- Opening Delimiter -

PR #698, opened 2023-10-25
feat: Initial work refactoring noosphere-gateway to be generic over the spheres it manages.

jsantell:
* `trait ContextManager` is provided to the gateway to access managed spheres' contexts.
* `SingleSphereContextManager` implementation for existing `orb` gateway and tests.
* All gateway routes now require `X-SPHERE-IDENTITY` header to specify the target sphere. Corresponding UCAN auth could apply to many spheres.
* In addition to `GatewayAuthority` synthesized for authenticated routes, there's now `GatewaySphereContext` which provides access to the targeted gateway sphere.
* Use [TypedHeaders](https://docs.rs/headers/latest/headers/index.html) for parsing `X-SPHERE-IDENTITY` and `UCAN` headers into a proof chain. Note using the `headers` module, it should be the same version as `axum` in servers.
* Worker tasks naively loop through all managed sphere contexts before waiting on some timer. Not scalable, and could result in long worker cycles, but good enough for now.

`cargo test --features test-kubo,helpers` passing locally


jsantell:
Updates:
* Requests are now scoped by hostname e.g. `did:key:abc.subconscious.cloud`.
  * Some tests updated to properly set counterpart in gateways
  * `SingleSphereContextManager` always has available its one sphere context, and does not use whatever's in the hostname. This enables existing cluster gateways, and possibly misconfigured self-served gateways to continue functioning. The real counterpart identity is fetched from sphere storage to reflect truth.
  * TBD on what formatting we want for the DID subdomain e.g. `did_key_abc` or elide the DID type altogether `abc.subconscious.cloud`.
* `GatewayAuthority`, in addition to handling auth, now contains the scoped sphere context. For unauthenticated requests (Did route), a `GatewaySphereContext` is used to access the sphere context. Rationale here is to not double up on processing on every request, and use one or the other in a route (with `GatewayAuthority` using an underlying `GatewaySphereContext`.
* `X-SPHERE-IDENTITY` header removed.

jsantell:
Rebased on #685

jsantell:
rebased

cdata:
IIUC what you wrote here correctly:

> GatewayAuthority, in addition to handling auth, now contains the scoped sphere context. For unauthenticated requests (Did route), a GatewaySphereContext is used to access the sphere context. Rationale here is to not double up on processing on every request, and use one or the other in a route (with GatewayAuthority using an underlying GatewaySphereContext.


This is actually a lot more expensive for the DID route, which currently is an unauthorized route that just response with a string: https://github.com/subconsciousnetwork/noosphere/blob/39a58e6335071662fef989935907025d0732e3cf/rust/noosphere-gateway/src/handlers/v0alpha1/did.rs#L5

Note that accessing a `SphereContext` effectively opens a database, and in a stateless world we face doing this on every request. This could lead to DoS by malicious clients hitting the DID route abusively.

cdata:
Can you speak a little bit about what this is building towards? Have you chosen a serverless function stack?

jsantell:
> Can you speak a little bit about what this is building towards? Have you chosen a serverless function stack?

Step 1 is to genericize sphere context access in the gateway to share functionality between single-sphere gateways and a multi-tenant one, using the high-level `start_gateway()` function in `noosphere-gateway`. The minimum interface `ContextManager` supports this currently, with hand waving over `.iter()` for the worker threads. Landing this would let us begin continually integrating MTG progress in our cluster.

Step 2 involves more long term abstraction over how we want to extend the gateway. Using the high level `start_gateway()` doesn't provide extensions to the axum server/custom routing, nor worker configuration, but we can begin to sketch out a shared worker queue for all tasks, compatible with remote MQs, exporting axum routes, etc. -- none of this is needed yet to get a multi-tenant gateway up and running.

No opinions on serverless function stacks; the multi tenant gateway is designed to run as several instances operating over common data. Could become serverless functions if needed. Does not seem immediately relevant to spinning up multi-tenant gateways

> This is actually a lot more expensive for the DID route, which currently is an unauthorized route that just response with a string: 

We can add a more lightweight function in `ContextManager` for resolving the map from counterpart to sphere identity for this route

cdata:
> Does not seem immediately relevant to spinning up multi-tenant gateways

It's relevant insofar as we are writing `Send + Sync` bounds e.g., in `ContextManaager`. If we are generalizing without expressing an opinion at this point, I would like to make sure we aren't ruling out `wasm32-wasi`.

rust/noosphere-gateway/src/context_manager.rs
```diff
@@ -0,0 +1,74 @@
...
+    C: HasMutableSphereContext<S>,
+    S: Storage + 'static,
+{
+    async fn get_sphere_context(&self, _counterpart: &Did) -> Result<C> {
+        // Our original single sphere gateways in the cluster use a hashed identity
+        // in its hostname, so we won't get the correct counterpart here. Similarly,
+        // a self-hosted orb server may not have a proper subdomain for the sphere,
+        // with a gateway already bound to a single sphere (via [SingleSphereContextManager]).
+        // Always return the only context we have. [GatewayAuthority] ensure requests
+        // are properly authorized.
```
cdata, line 65: Some of this rationale belongs in the main doc for `SingleSphereContextManager`. Also, please dance around the implementation details of our cloud offering; it is preferable for such details to be omitted from this open source project.

rust/noosphere-gateway/src/middleware.rs
```diff
@@ -0,0 +1,244 @@
+use anyhow::Result;
```
cdata, line 1: Please make this a folder with an `authority.rs` module inside. I've realized recently that naming the file after what it contains is key to quickly navigating this code base, and I probably won't remember to look for "middleware" when I'm trying to find the "gateway authority."

rust/noosphere-gateway/src/middleware.rs
```diff
@@ -0,0 +1,244 @@
...
+use noosphere_storage::{KeyValueStore, Storage};
+use ucan::{capability::CapabilityView, chain::ProofChain, crypto::did::DidParser};
+
+use crate::ContextManager;
+
+/// Represents the scope of a gateway requests' access to a sphere.
+/// Use this in handlers to access a sphere context without authorizing.
+/// Otherwise, use [GatewayAuthority] which contains authorization
+/// as well as [GatewaySphereContext] functionality.
+pub struct GatewaySphereContext<M, C, S> {
```
cdata, line 24: The naming and implementation here needs some additional thought. Here are my initial reactions:

1. We already have a thing called `SphereContext` and this wrapper is asymmetrical with it
2. The wrapper implementation appears to forward calls to `HasSphereContext` and `HasMutableSphereContext` trait methods, but does not implement those traits itself, which makes me wonder...
3. ...should this wrapper even exist? Can it just be replaced with any `impl HasMutableSphereContext` where it is referenced elsewhere? Could it just be a helper for constructing an `Arc<Mutex<SphereContext<...>>` or similar that is taken from it and passed on to the handlers?

rust/noosphere-gateway/src/middleware.rs
```diff
@@ -0,0 +1,244 @@
...
+/// access.
+///
+/// Embodies the authorization status of the request-maker as it is
+/// represented by its `ucan` headers. Any request handler can use a [GatewayAuthority]
+/// to test if a required capability is satisfied by the authorization
+/// presented by the maker of the request, and provide access to the scoped
+/// sphere context.
+pub struct GatewayAuthority<M, C, S> {
+    proof_chain: ProofChain,
+    sphere: GatewaySphereContext<M, C, S>,
```
cdata, line 121: I'm not sold on the `GatewayAuthority` "owning" the canonical `SphereContext` for the lifetime of the handler. It's not that it doesn't work, just that it seems like an unnecessary conflation of concepts without an obvious benefit.

Collapsing the number of arguments in a handler isn't a clear benefit to me because it obscures what is actually in use by the handler (and since Rust is verbose, it doesn't spare us from all the type bounds needed to express the shape of the `SphereContext`).

If it's about reducing work, I would suggest passing in the `SphereContext` from elsewhere at the time it is needed.

Otherwise, perhaps there is a join construct that pairs a `GatewayAuthority` with a `SphereContext`.

Are there other benefits to merging these concepts that I might be missing?

rust/noosphere-gateway/src/middleware.rs
```diff
@@ -0,0 +1,244 @@
...
+
+fn map_bad_request<E: std::fmt::Debug>(error: E) -> StatusCode {
+    error!("{:?}", error);
+    StatusCode::BAD_REQUEST
+}
+
+/// Takes arguments from a [FromRequestParts::from_request_parts] call and parses out
+/// the counterpart sphere identity from hostname.
+/// e.g. `did_key_abc.subconscious.cloud` -> `Did(String::from("did_key_abc"))`
+async fn get_counterpart_from_hostname<State>(
```
cdata, line 225: This needs some careful thought, because pulling the counterpart out of the hostname is not something we want to formalize as a "Noosphere Protocol" detail. I would be more comfortable if a "counterpart resolution" function was given to the gateway at the time it is instantiated.

rust/noosphere/tests/client_to_gateway.rs
```diff
@@ -55,22 +51,24 @@ async fn gateway_tells_you_its_identity() -> Result<()> {
...
     let client_sphere_identity = client_workspace.sphere_identity().await.unwrap();
-
-    let gateway_sphere_context = gateway_workspace.sphere_context().await.unwrap();
+    let mut gateway_sphere_context = gateway_workspace.sphere_context().await.unwrap();
+    {
+        let mut sphere_context = gateway_sphere_context.sphere_context_mut().await?;
+        sphere_context
+            .db_mut()
+            .set_key(COUNTERPART, client_sphere_identity)
+            .await?;
```
cdata, line 61: In the spirit of these tests, lets use the CLI command implementation e.g., `config_set(ConfigSetCommand::Counterpart { did }, &mut gateway_workspace)`

https://github.com/subconsciousnetwork/noosphere/blob/39a58e6335071662fef989935907025d0732e3cf/rust/noosphere-cli/src/native/commands/sphere/config.rs#L11-L24

rust/noosphere/tests/client_to_gateway.rs
```diff
@@ -119,22 +117,24 @@ async fn gateway_identity_can_be_verified_by_the_client_of_its_owner() -> Result
...
```
cdata, line 127: Same comment as above

rust/noosphere/tests/client_to_gateway.rs
```diff
@@ -191,22 +191,24 @@ async fn gateway_receives_a_newly_initialized_sphere_from_the_client() -> Result
...
```
cdata, line 201: Ditto

rust/noosphere/tests/client_to_gateway.rs
```diff
@@ -283,22 +285,24 @@ async fn gateway_updates_an_existing_sphere_with_changes_from_the_client() -> Re
...
```
cdata, line 295: Etc.

cdata (changes requested):
This is a good first pass. I think some aspects need a bit of thought, but I'm excited about the direction it's going in.

rust/noosphere-cli/src/native/helpers/workspace.rs
```diff
@@ -43,7 +40,7 @@ pub fn temporary_workspace() -> Result<(Workspace, (TempDir, TempDir))> {
 }
 async fn start_gateway_for_workspace(
     workspace: &Workspace,
-    client_sphere_identity: &Did,
+    _client_sphere_identity: &Did,
```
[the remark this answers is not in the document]
jsantell: If this design looks good, yup can be removed

rust/noosphere-core/src/api/headers/ucan.rs
```diff
@@ -0,0 +1,90 @@
...
+        for (cid, jwt) in self.0.iter() {
+            let value = HeaderValue::from_str(&format!("{} {}", cid, jwt)).unwrap();
+            values.extend(std::iter::once(value));
+        }
+    }
+}
+
+impl Ucan {
+    /// Construct a [ProofChain] from the collected `ucan` header
+    /// values. This is where validation of the data occurs.
```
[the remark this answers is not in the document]
jsantell: No logic changes here if this `Header` implementation correctly parses *all* ucan headers before handling here (hence the `Vec<(Cid, Jwt)>`), which all get written to the store before proof chain is constructed, IIUC

rust/noosphere-gateway/src/gateway.rs
```diff
@@ -79,64 +65,64 @@ where
...
+
+    It has bound a gateway to {:?}
+    It awaits updates from sphere {}..."#,
+            gateway_scope.identity,
+            listener
+                .local_addr()
+                .expect("Unexpected missing listener address"),
+            gateway_scope.counterpart
+        );
+        */
```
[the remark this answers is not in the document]
jsantell: Possibly:
* ContextManager calls a success callback on successful server start that can print out a message
* Return a task or wrapper from `start_gateway()` that needs to be awaited to actually start the server, giving consumer a moment to log whatever

Neither feels correct compared to exposing routes and a (new) worker abstraction, such that the STG is the only caller of `start_gateway` (and we can then leave it in), but maybe a ContextManager callback is the quickest path forward

rust/noosphere-gateway/src/handlers/v0alpha1/did.rs
```diff
@@ -1,6 +1,22 @@
...
+use crate::{middleware::GatewaySphereContext, ContextManager};
+
+pub async fn did_route<M, C, S>(sphere: GatewaySphereContext<M, C, S>) -> Result<String, StatusCode>
+where
+    M: ContextManager<C, S>,
+    C: HasMutableSphereContext<S>,
+    S: Storage + 'static,
+{
+    let did = sphere
+        .sphere_context()
```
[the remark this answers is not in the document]
jsantell: A lightweight `get_sphere_id(counterpart: &Did)` or something may fit the bill here. Database (postgres) access is inevitable, though we don't need to create a sphere context. We've worked around the "new database connection on request" as its a non-starter for pretty much all DBs

rust/noosphere-gateway/src/middleware.rs
jsantell: Goal here is to reduce work -- IIRC, `FromRequestParts` is processed unordered, and if we need both authority and sphere context in a route, and the authority always needs a sphere context, then lets combine them. I agree that there's some conflating ideas here. There are a handful of ways of processing requests in axum, so maybe there's another one that fits the bill -- `Layers`, for example, is executed in order and does not take ownership IIRC. With functionality working currently, I can explore other options here (like `Layer`)

rust/noosphere-gateway/src/middleware.rs
jsantell: My understanding was that this *is* a part of the protocol, due to secure origins on the web. Exposing this (currently, without a more modular V2 that exposes individual routes where a consumer BYO's axum) with axum guts may get weird. WDYT if we had two options for counterpart parsing, one as a subdomain, one as a header or query param, not dissimilar from IPFS gateways, such that the implementations live with the other axum stuff for now?

rust/noosphere-core/src/api/headers/ucan.rs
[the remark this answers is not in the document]
jsantell: Added spec link and a note that we are not currently adhering to the 0.3.0 spec with a single `ucans` header, rather than multiple `ucan` headers. #708

rust/noosphere-gateway/src/middleware.rs
cdata: > My understanding was that this is a part of the protocol, due to secure origins on the web

Nope, this is a requirement for our cloud if we intend to serve a client over the web, because we'll be serving multiple customers and we don't want their origins to cross over.

A self-hosting individual user doesn't have the same requirement.

rust/noosphere-gateway/src/middleware.rs
cdata: Again, it's not that it doesn't work. My complaint is about the conceptual flattening happening here. The authority and the sphere context are two different concepts. If we were to make the claim that they are always delivered together, then I would suggest that there be a super construct to join them.

rust/noosphere-gateway/src/handlers/v0alpha1/did.rs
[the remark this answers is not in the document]
cdata: We're talking about a static string that is always the same, with a 1:1 mapping to the input (in the cloud case, the value extracted from the `Host` header). We will not need to open a connect to the DB to serve it in a response.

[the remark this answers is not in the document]
cdata: Here are some docs on GCP Cloud CDN: https://cloud.google.com/cdn/docs/caching

It should be possible for us to craft a response that can be served by Cloud CDN for most requests. There are probably some other optimizations to consider as well.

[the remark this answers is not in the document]
cdata: And just for the sake of observing the balance that needs to be struck here: serving a static string allows us to be "optimal" in both the self-host and cloud case. A self-hosting user cannot be assumed to be running a sophisticated caching layer in front of their node, so we should strive to be efficient in that case where reasonable.

rust/noosphere-gateway/src/gateway.rs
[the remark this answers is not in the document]
cdata: I think what we need to do is extract all the Axum setup stuff, so that you can get an `app` without any superfluous logging and then invoke `Server::from_tcp(listener)?.serve(app.into_make_service())` separately.


Then, we can have two different `start_gateway`-like  entrypoints: one that may be implemented for the CLI, and one that may be implemented for cloud use.

rust/noosphere-gateway/src/handlers/v0alpha1/did.rs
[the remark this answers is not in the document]
jsantell: * In all instances, gateways will only ever **open** up a single database connection (or e.g. a single connection pool as an implementation detail)
* Setting some cache headers sounds like an excellent optimization, especially if we only need to set some headers from the server. Is this needed for a V1 here?
* In lieu of a cache or cache expiry, are you suggesting that this can resolve *without* a (postgres, no block storage) query?

rust/noosphere-gateway/src/middleware.rs
jsantell: This was cleaned up significantly in the latest push, implementing directly `HasSphereContext` and `HasMutableSphereContext`. We can't implement `FromRequestParts` for e.g. `C`, hence the newtype (although technically not a new type because there's PhantomData)

rust/noosphere-gateway/src/middleware.rs
jsantell: Agreed on all fronts, new change addresses these well I think

rust/noosphere-gateway/src/middleware.rs
jsantell: Addressed!

rust/noosphere-gateway/src/gateway.rs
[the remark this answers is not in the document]
jsantell: Implemented via

```rust
let gateway = Gateway::new(manager, ipfs_url, ns_url, None)?;
// log here
gateway.start(listener).await?;
```

rust/noosphere-cli/src/native/commands/serve.rs
```diff
@@ -19,25 +20,30 @@ pub async fn serve(
...
-    .await
+    let gateway_identity = sphere_context
+        .sphere_context()
+        .await?
+        .author()
+        .did()
+        .await?;
+    let manager = SingleTenantGatewayManager::new(sphere_context, counterpart.clone()).await?;
+
+    let gateway = Gateway::new(manager, ipfs_api, name_resolver_api, cors_origin)?;
```
cdata, line 33: :+1:

rust/noosphere-gateway/src/handlers/v0alpha1/push.rs
```diff
@@ -50,23 +46,25 @@ where
...
+        .try_authorize(
+            &mut gateway_sphere,
+            counterpart,
+            &generate_capability(counterpart.as_str(), SphereAbility::Push),
+        )
+        .await?;
 
     let gateway_push_routine = GatewayPushRoutine {
-        sphere_context,
+        gateway_sphere,
```
cdata, line 63: This naming tripped me up in my last change (and I'm the original author for crying out loud), so thanks for clarifying it!

rust/noosphere-gateway/src/handlers/v0alpha1/push.rs
```diff
@@ -325,7 +317,7 @@ where
     async fn notify_name_resolver(&self) -> Result<()> {
         if let Some(name_record) = &self.request_body.name_record {
             if let Err(error) = self.name_system_tx.send(NameSystemJob::Publish {
-                context: self.sphere_context.clone(),
+                context: self.gateway_sphere.to_inner(),
```
cdata, line 320: Why isn't it sufficient to pass the `GatewaySphereContext` directly here? That is to ask: why `to_inner`?

rust/noosphere-gateway/src/handlers/v0alpha2/push.rs
```diff
@@ -149,7 +153,8 @@ where
             return Err(PushError::UnexpectedBody);
         };
 
-        let gateway_sphere_tip = self.sphere_context.version().await?;
+        let gateway_sphere_context = self.gateway_sphere.sphere_context().await?;
+        let gateway_sphere_tip = gateway_sphere_context.version().await?;
```
cdata, line 157: Why not `self.gateway_sphere.version()`?

rust/noosphere-gateway/src/single_tenant.rs
```diff
@@ -0,0 +1,81 @@
...
+            true => Ok(self.identity.clone()),
+            false => Err(anyhow!(
+                "No sphere identity found for counterpart: {counterpart}."
+            )),
+        }
+    }
+
+    fn iter(&self) -> Pin<Box<GatewayManagerSphereStream<'_, C>>> {
+        Box::pin(try_stream! {
+            yield self.context.clone();
```
cdata, line 74: Consider `tokio_stream::once`: https://docs.rs/tokio-stream/latest/tokio_stream/fn.once.html

cdata (commented):
Tentatively this looks like a candidate for merge, but let's talk F2F about some of my last comments!

rust/noosphere-gateway/src/gateway.rs
```diff
@@ -3,148 +3,137 @@ use axum::extract::DefaultBodyLimit;
...
-    ipfs_api: Url,
-    name_resolver_api: Url,
-    cors_origin: Option<Url>,
-) -> Result<()>
-where
-    C: HasMutableSphereContext<S> + 'static,
-    S: Storage + 'static,
-{
-    initialize_tracing(None);
+type WorkerHandles = Vec<JoinHandle<Result<()>>>;
```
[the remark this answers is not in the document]
jsantell: Aye more specifically, will have to be generic over embedded workers (current impl, either multi or single) vs remote workers

rust/noosphere-gateway/src/gateway_manager.rs
```diff
@@ -0,0 +1,39 @@
...
+    /// Retrieve a sphere context whose counterpart matches `counterpart`.
+    async fn get_sphere_context(&self, counterpart: &Did) -> Result<C>;
+
+    /// Retrieve the identity of the managed sphere's device key from provided `counterpart`,
+    /// as a lightweight alternative to fetching the entire sphere context
+    /// in [GatewayManager::get_sphere_context].
+    async fn get_gateway_identity(&self, counterpart: &Did) -> Result<Did>;
+
+    /// Iterate over all managed spheres. Currently used by task workers.
+    /// Will need to rethink this.
```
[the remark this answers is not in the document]
jsantell: Aye the GatewayManager should never be accessed under a route handler, outside of the middleware parsing which pulls out the relevant scope information. The `iter()` function is only used as a stop-gap for current embedded workers, and is conflated with `GatewayWorker` currently for migration ease. This should go away once migrating to a new vision of workers -- will clarify those plans in a follow up issue.

In the mean time, there may be some Axumisms we can use to prevent pulling this in as a router arg, or some scary renaming e.g. `.experimental_worker_only_iter()`

rust/noosphere-gateway/src/handlers/v0alpha1/push.rs
jsantell: `C` is always the inner sphere context -- `Arc<Mutex<SphereContext<S>>>` I believe. Returning the `gateway_sphere` is a different newtype. Unfortunately, newtype is required since we can't have an extractor for a generic `C` type

rust/noosphere-gateway/src/handlers/v0alpha1/push.rs
jsantell: hah, the spheres and contexts trip me up too

rust/noosphere-gateway/src/handlers/v0alpha2/push.rs
jsantell: The proceeding `sphere_context()` locks the mutex (hanging the `gateway_sphere.version()` call) -- getting the version from the `gateway_sphere` first would just incur an extra lock, IIUC

rust/noosphere-gateway/src/handlers/v0alpha1/push.rs
cdata: This just begs the question: why can't `C` be the `GatewaySphereContext` type?

jsantell: Documenting different approaches here on matching the `C` type with the arguments used in routes:

* Approach 1: `C: HasMutableSphereContext<S> + FromRequestParts<_, _> `: we can't generally implement FRP for C (S not trait bound), having the consumer implement is fraught due to the trait being dependent on axum state/middleware. We could implement for concrete types of C maybe (`Arc<Mutex<SphereContext<S>>>`), but then our top level generics aren't that generic. thinking more, i think we explicitly do want to implement FRP over a newtype, as its what interacts with the gateway manager, all specific to our other extractors
* Approach 2: `Gateway::new::<M, GatewaySphereContext<Arc<Mutex<SphereContext<S>>>>, S>(..)`  we could expose our newtype wrapper, with its own HasMutableSphereContext traits, but seems irrelevant on the consumer side
* Approach 3: `sphere_extractor: SphereExtractor<C, S>` implement FRP over a C wrapper and immediately convert to C; not elegant though not much different from Arc<T> types

opting for 3 here, as for now we explicitly want to define the FRP used in routes, and while it'd be nice for routes to have `route_handler(context: C)`, introducing a newtype only for axum parsing seems reasonable

rust/noosphere-gateway/src/extractors/scope.rs
```diff
@@ -0,0 +1,57 @@
...
+/// Represents the scope of a gateway request as a counterpart [Did],
+/// and the corresponding managed sphere's author/device key,
+/// the gateway identity.
+///
+/// Extracting a [GatewayScope] is efficient, and does not open
+/// a [SphereContext].
+pub struct GatewayScope<C, S> {
+    pub counterpart: Did,
+    pub gateway_identity: Did,
+    c_marker: PhantomData<C>,
```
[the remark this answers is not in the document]
cdata: I think this wasn't actually resolved?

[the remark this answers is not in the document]
jsantell: Didn't save in VSCode :cry: pushed changes

cdata (approved):
Great work on this!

- Closing Delimiter -

* Work request *
Copy each line above that contains the word "level".

* Exercise response *
Step 1 is to genericize sphere context access in the gateway to share functionality between single-sphere gateways and a multi-tenant one, using the high-level `start_gateway()` function in `noosphere-gateway`. The minimum interface `ContextManager` supports this currently, with hand waving over `.iter()` for the worker threads. Landing this would let us begin continually integrating MTG progress in our cluster.
Step 2 involves more long term abstraction over how we want to extend the gateway. Using the high level `start_gateway()` doesn't provide extensions to the axum server/custom routing, nor worker configuration, but we can begin to sketch out a shared worker queue for all tasks, compatible with remote MQs, exporting axum routes, etc. -- none of this is needed yet to get a multi-tenant gateway up and running.
* Approach 1: `C: HasMutableSphereContext<S> + FromRequestParts<_, _> `: we can't generally implement FRP for C (S not trait bound), having the consumer implement is fraught due to the trait being dependent on axum state/middleware. We could implement for concrete types of C maybe (`Arc<Mutex<SphereContext<S>>>`), but then our top level generics aren't that generic. thinking more, i think we explicitly do want to implement FRP over a newtype, as its what interacts with the gateway manager, all specific to our other extractors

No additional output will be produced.